On October 3, 2003, Forest Service officers observed that the plants in the marijuana patches were heavily budded and ready for harvesting. A decision was then made to begin constant surveillance of the patches. At about eleven o’clock on the morning of October 5, 2003, two teams of officers entered the general area of the patches from different directions. Along [222]*222the way, one of the teams, including Agent Harold Young, Jr., surprised what was believed to be a person or animal, causing the person or animal to flee through the woods, or to be “flushed” from the area. Subsequently, upon arriving at each of the three marijuana patches, the officers discovered that the plants had been harvested since their previous visit two days earlier. The officers also found fresh bootprints belonging to two different persons at the three patches. These bootprints were tracked to a previously undiscovered fourth marijuana patch sheltered by large poplar trees. About 250 feet from that patch (and approximately a quarter- to a half-mile downhill from the other three marijuana patches), one of the officers, Claude Stribling, discovered an ATV parked on the nearby Hickory Log Branch. Stribling followed the fresh tracks of the ATV, ultimately determining that the tracks originated on Larry Aikens’s property, near his residence (about two miles downhill from where the parked ATV was found).

Meanwhile, other officers monitored the ATV, in the event someone came to retrieve it. Later, Agent Young led officers to the spot where he earlier had “flushed” a person or animal, finding four duffel bags full of newly harvested marijuana nearby. One of the bags appeared to be a United States Army bag, and it was marked with Lewis Aikens’s name and Social Security number.

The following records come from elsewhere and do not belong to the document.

PR #2330, opened 2025-10-17
Add support for quote reactions and improve quote detection

pfefferle:
Introduces a new 'quote' comment type, updates interaction handling to extract and process quote links from content, and enhances reply detection to recognize quote-inline patterns. Includes comprehensive tests for quote extraction and reply identification.

Screenshot 2025-11-05 at 15 24 55

supersedes #2303 

## Proposed changes:
* Adds a new 'quote' comment type with appropriate metadata and translations
* Implements quote link extraction from HTML content with regex pattern matching
* Enhances reply detection to recognize quote-inline patterns in addition to standard inReplyTo properties

### Other information:

## Testing instructions:

* Go to '..'
*

### Changelog entry

<details>

#### Significance

-   [ ] Patch
-   [X] Minor
-   [ ] Major

#### Type

#### Message

Added support for quote comments, improving detection and handling of quoted replies and links in post interactions.

</details>


Jiwoon-Kim:
What do you think of this idea?

When a QuoteRequest activity is received, it’s stored in the `wp_comment` table with `comment_type=QuoteRequest` and `comment_status=moderated`.
When the comment is approved, an `Accept` activity is triggered.
This method is also used to display the quote count.

In the case of Misskey quotes, when the `quoteUri` property exists, it indicates that the post has been quoted — however, it isn’t reflected in the quote count.

[https://docs.akkoma.dev/stable/development/ap_extensions/#quote-posts](https://docs.akkoma.dev/stable/development/ap_extensions/#quote-posts)

> Old Misskey only understood and modern Misskey still prefers the _misskey_quote property for this. Similar some other older software used quoteUrl or quoteURL.
> All current implementations with quote support understand quoteUri.

~To quote a Misskey note in WordPress, the `quoteUri` property must be supported.~
Since FEP-044f has been implemented, notifications can be received when detected, but quoting is not possible.

pfefferle:
https://mastodon.social/@pfefferle/115405195331557281

pfefferle:
Close it for now and see how the Reader might help.

includes/class-comment.php
```diff
@@ -636,7 +636,7 @@ public static function register_comment_types() {
 			array(
 				'label'          => __( 'Reposts', 'activitypub' ),
 				'singular'       => __( 'Repost', 'activitypub' ),
-				'description'    => __( 'A repost on the indieweb is a post that is purely a 100% re-publication of another (typically someone else\'s) post.', 'activitypub' ),
+				'description'    => __( 'A repost (or Announce) is when a post appears in the timeline because someone else shared it, while still showing the original author as the source.', 'activitypub' ),
```
obenland: Are these translations used anywhere?

includes/functions.php
```diff
@@ -618,7 +618,20 @@ function is_activity_public( $data ) {
...
-	return ! empty( $data['object']['inReplyTo'] );
+	if ( ! empty( $data['object']['inReplyTo'] ) ) {
+		return true;
+	}
+
+	if ( empty( $data['object']['content'] ) ) {
+		return false;
+	}
+
+	// very simple check for quote content.
```
```suggestion
	// Very simple check for quote content.
```

includes/collection/class-interactions.php
```diff
@@ -34,10 +34,19 @@ class Interactions {
 	public static function add_comment( $activity ) {
 		$comment_data = self::activity_to_comment( $activity );
 
-		if ( ! $comment_data || ! isset( $activity['object']['inReplyTo'] ) ) {
+		if ( ! $comment_data ) {
 			return false;
 		}
 
+		if ( empty( $activity['object']['inReplyTo'] ) ) {
+			$activity = self::extract_quote_link( $activity );
```
obenland: Let's return the URL of the quoted post here and pass it directly to `\url_to_postid()`, since that's what we're after, the comment_post_ID.

obenland:
Maybe we could use incoming `QuoteRequest`s to create these quote comments.

pfefferle:
@obenland forgot to add the new attributes, that's why they were not added to the inbox. I changed the code to work with the quote attribute (and fallbacks).

includes/functions.php
```diff
@@ -621,6 +621,22 @@ function is_activity_reply( $data ) {
...
+/**
+ * Check if passed Activity is a quote.
+ *
+ * Checks for quote properties: quote, quoteUrl, quoteUri, or _misskey_quote.
+ *
+ * @param array $data The Activity object as array.
+ *
+ * @return boolean True if a quote, false if not.
+ */
+function is_activity_quote( $data ) {
```
obenland: You'll love this, but I think this should be `is_quote_activity()`. It's not checking whether it's a quote of an activity, but an activity of the type "quote", if that makes sense.

pfefferle: It was meant to read like "**is** the **quote** an **activity**".

obenland (dismissed):

obenland (approved):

Additional officers were then brought onto the scene, and surveillance of the ATV continued through the night. At about nine o’clock the following morning, October 6, 2003, an officer hidden alone at the site, Michael Tipton, spotted Larry and Lewis walking from the direction of the ATV tracks and approaching the ATV. Tipton overheard one of the men say to the other, “What do you think?” The other man replied, “I don’t see them. Let’s go on up the trail.” Larry and Lewis then continued walking up the Hickory Log Branch, which led to an access point for the upper marijuana patches and the site where the duffel bags of freshly harvested marijuana had been dropped. They walked for one to two minutes, covering about 200 feet, before they met another officer, who initiated arrest procedures.

Shortly after the arrests, the officers, including Agent Jenny Davis, asked Larry and Lewis whether the abandoned ATV belonged to either of them. First Larry, and then Lewis, responded “no.” Davis had also questioned Larry and Lewis about what they were doing in the area. Larry initially indicated, with Lewis’s agreement, that they were “just walking.” Some twenty or thirty minutes later, as officers were leading Larry and Lewis from the area, Larry initiated a conversation about bear hunting, and stated that he and Lewis had been walking and tracking bears.

Also on the day of the arrests, officers observed that Lewis had numerous wounds on his body, consistent with cuts from greenbrier and blackberry briers found in the woods surrounding the marijuana patches. And officers found evidence indicating that the abandoned ATV belonged to Lewis — a point on which there ultimately was no dispute.

On October 7, 2003, the day following the arrests, search warrants were executed on the respective homes of Larry and Lewis, which were located less than a half-mile apart.